Taylor, Catherine
(2022)
Mapping fluid flow in porous biomaterials for tissue engineering.
PhD thesis, University of Nottingham.
Abstract
Tissue engineering strategies seek to regenerate cartilage tissue in vitro using a combination of cells, scaffolds and cell stimulation via means including bioreactors, as an alternative treatment option to cartilage defects and injuries. There is great interest in capitalising on perfusion and the associated fluid induced forces as a means of providing mechanical stimulation to cells, to ultimately influence desired tissue formation. The use of perfusion bioreactors to introduce such mechanical stimulation has been shown to effectively encourage cartilage regeneration when applied to cells in 3D porous scaffolds. In tissue engineering, cell scaffold constructs are often matured in vitro for extended periods prior to in vivo use so it is vital that the culture environment facilitated by bioreactors enhances tissue formation. Nonetheless, application of excessive perfusion rates can be detrimental to cell attachment, and cause non-desirable changes to differentiation pathways. Therefore, it is imperative that perfusion flow is closely controlled to ensure it provides appropriate levels of mechanical stimulation to cells. However, the relationship between fluid flow and the cellular response to fluid flow in culture, in addition to how far these two influence one another over time needs to be elucidated.

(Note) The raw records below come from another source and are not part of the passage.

PR #1299, opened 2023-02-21
fix: allow edit of rule param values during component assemble

### LINKED ISSUE #1297: Add test to exercise setting of parameter value during component-assemble and update docs
~~Currently there is no test to confirm the ability to set a value for a parameter via markdown during component assemble.  Also the docs are not clear on how to do this.  The current code expects new value entries with the name "ssp-value" for new values to be assigned in the component.  This check happens at line 570 of `control_reader.py`~~

~~To be consistent with `profile-assemble` using `profile-value` and `ssp-assemble` using `ssp-value` we should instead use here `component-value`.  The code at line 570 only executes during component assemble, so it is ok for it to be specific to that.~~

~~See `profile-assemble` and `ssp-assemble` for similar examples of setting parameters via markdown.~~ 

~~The current component_generate test should be extended to edit the markdown and set a new value prior to assemble - and confirm the new setparameter has been added or updated.  The docs in `ssp_profile_catalog_authoring.md` should also be updated with an example showing how to update the values via markdown.~~

On discussion with @vikas-agarwal76 it may be better to leave this as read-only for now, so the task is simplified to change the docs to make it clear the control parameter values are *not* settable - and to clarify the code so there is nothing suggesting the values will be assembled into the json model.

fsuits:
## Types of changes

## Summary
The code was not allowing edit of rule parameter values during component-generate and component-assemble.  This is now working properly and has a corresponding test.

closes #1297
## Key links:

# Before you merge

### DIFF
--- a/scripts/gen_oscal.py
+++ b/scripts/gen_oscal.py
@@ -78,7 +78,14 @@ def generate_model(full_name, out_full_name):
 
 
 def generate_models():
-    """Generate all models including 3rd party."""
+    """
+    Generate all models including 3rd party.
+
+    IMPORTANT NOTE: This script will leave the temporary classes in oscal/tmp for reference, but they should be deleted
+    when no longer needed because some of the operations in the build will seek all .py files, and will try to act
+    on these temporary files - giving an error.  So be sure to delete the oscal/tmp directory when done generating
+    new classes.
+    """
     logger.info('generating models')
     out_dir = Path('trestle/oscal')
     out_dir.mkdir(exist_ok=True, parents=True)
--- a/tests/trestle/core/commands/author/component_test.py
+++ b/tests/trestle/core/commands/author/component_test.py
@@ -23,7 +23,7 @@ from tests import test_utils
 
 import trestle.core.generic_oscal as generic
 import trestle.oscal.component as comp
-from trestle.common import const, model_utils
+from trestle.common import const, file_utils, model_utils
 from trestle.core.commands.common.return_codes import CmdReturnCodes
 from trestle.core.markdown.markdown_processor import MarkdownProcessor
 
@@ -101,8 +101,8 @@ def test_component_generate(tmp_trestle_dir: pathlib.Path, monkeypatch: MonkeyPa
 
     file_checker = test_utils.FileChecker(tmp_trestle_dir / md_path)
 
-    generate_cmd = f'trestle author component-generate -n {comp_name} -o {md_path}'
     # confirm it overwrites existing md identically
+    generate_cmd = f'trestle author component-generate -n {comp_name} -o {md_path}'
     test_utils.execute_command_and_assert(generate_cmd, CmdReturnCodes.SUCCESS.value, monkeypatch)
 
     # all files should be the same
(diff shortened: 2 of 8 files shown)


scripts/gen_oscal.py
```diff
@@ -78,7 +78,14 @@ def generate_model(full_name, out_full_name):
...
 def generate_models():
-    """Generate all models including 3rd party."""
+    """
+    Generate all models including 3rd party.
+
+    IMPORTANT NOTE: This script will leave the temporary classes in oscal/tmp for reference, but they should be deleted
+    when no longer needed because some of the operations in the build will seek all .py files, and will try to act
+    on these temporary files - giving an error.  So be sure to delete the oscal/tmp directory when done generating
+    new classes.
+    """
```
enikonovad, line 88: That sounds like a good issue to address. Shall we create an issue to remove tmp folder automatically?

tests/trestle/core/commands/author/component_test.py
```diff
@@ -119,10 +119,23 @@ def test_component_generate(tmp_trestle_dir: pathlib.Path, monkeypatch: MonkeyPa
     creation_time = assem_comp_path.stat().st_mtime
     assert model_utils.ModelUtils.models_are_equivalent(orig_component, assem_component, True)
 
+    # assemble again and confirm it is not written out since no change
     test_utils.execute_command_and_assert(assemble_cmd, CmdReturnCodes.SUCCESS.value, monkeypatch)
     assert creation_time == assem_comp_path.stat().st_mtime
 
-    ac1_path = tmp_trestle_dir / 'md_comp/comp_aa/comp_prof_aa/ac/ac-1.md'
+    # edit a rule param value
+    new_text = '      component-values:\n        - inserted value\n'
```
enikonovad, line 127: could we also test setting multiple values?

trestle/common/const.py
```diff
@@ -508,6 +508,18 @@
   #
 """
 
+YAML_RULE_PARAM_VALUES_COMPONENT_COMMENT = """  # You may set new values for rule parameters by adding
+  #
+  # component-values:
+  #   - value 1
+  #   - value 2
+  #
+  # below a section of values:
```
enikonovad, line 517: How does the values relate to the param-id ? In other words, how can I set a specific set-parameter in component-definition?

trestle/core/control_interface.py
```diff
@@ -1091,14 +1091,33 @@ def insert_imp_req_into_component(
...
                 if imp_req.control_id == new_imp_req.control_id:
+                    _, imp_req_param_dict, _ = ControlInterface.get_rules_and_params_dict_from_item(imp_req)
+                    imp_req_rule_param_ids = [d['name'] for d in imp_req_param_dict]
                     status = ControlInterface.get_status_from_props(new_imp_req)
                     ControlInterface.insert_status_in_props(imp_req, status)
                     imp_req.description = new_imp_req.description
                     statement_dict = {stat.statement_id: stat for stat in as_list(imp_req.statements)}
+                    # update set parameter values with values from markdown - but only for rule param vals
+                    for set_param in as_list(new_imp_req.set_parameters):
+                        if set_param.param_id in (control_imp_rule_param_ids + imp_req_rule_param_ids):
```
enikonovad, line 1108: rather a stylistic comment but Sonar would agree, we can use "guard clauses" to make code cleaner. Instead of doing something when condition is met, we can skip the step if condition is not met
```
if set_param.param_id not in ...
    continue
    
# Code goes here
```

enikonovad (approved):
LGTM - just a few curious questions/minor suggestions above

scripts/gen_oscal.py
fsuits: I think it's important for new people exposed to the script to have the tmp files retained so they can see them and understand the subsequent processing.  So I don't know of a way to remove them automatically.  The generation of the classes is inherently hands-on and has manual elements because we have no idea what future releases of OSCAL will look like.

tests/trestle/core/commands/author/component_test.py
fsuits: I think this would be a good learning task for Alejandro.  Can you sketch what is involved to him?  Otherwise I can do it Thurs.

trestle/common/const.py
fsuits: I think it will be clear to users that each "values:" list is bound to a single parameter id, and the new "component-values:" goes directly below it.  If you see the full markdown header with the comment it should make sense.

trestle/core/control_interface.py
fsuits: This could be another thing to mention to Alejandro - and also convey how you review code and provide feedback.  I can address it Thurs if he is not able to.

trestle/common/const.py
enikonovad: I see, that make sense then. Setting multiple values for the different parameters could be a good test case as well

AleJo2995:
Hey @fsuits and @enikonovad I want to propose to take ownership of the changes needed and solve them when needed accordingly and the review them with both of you. I will be commenting, asking and pushing changes in the branch where it makes sense to do it so, as well as adding review for the general code.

To investigate the effectiveness of perfusion bioreactors, research currently relies predominantly on computational models to predict behaviour, and post analysis of scaffolds after perfusion. Experimental real time data to understand how not only does a dynamic culture system change with culture time, but also how the porous architecture influences the fluid pathway would provide a great insight into how scaffold design and subsequent cell proliferation and differentiation effect the flow velocity and fluid induced forces. The optimisation of dynamic culture experiments, bioreactor design and scaffold porous architecture could all benefit from this level of insight.
In this thesis, a technique for mapping fluid velocity in porous scaffolds using NMR and MRI is presented. This technique utilises the spin properties of nuclei in proton dense liquids to provide spatially resolved information about the location and physical properties of atom nuclei, and is able to distinguish between atoms with different physical properties, including those atoms experiencing different translational diffusion. All of this information can be obtained non-invasively and in real time making it an ideal tool to study perfusion in porous biomaterial scaffolds for tissue engineering. However, to date there has been very limited use of this technique with respect to tissue engineering, such that the studies in this will seek to validate NMR and MRI techniques in this field and further explore the extent of how it can be used.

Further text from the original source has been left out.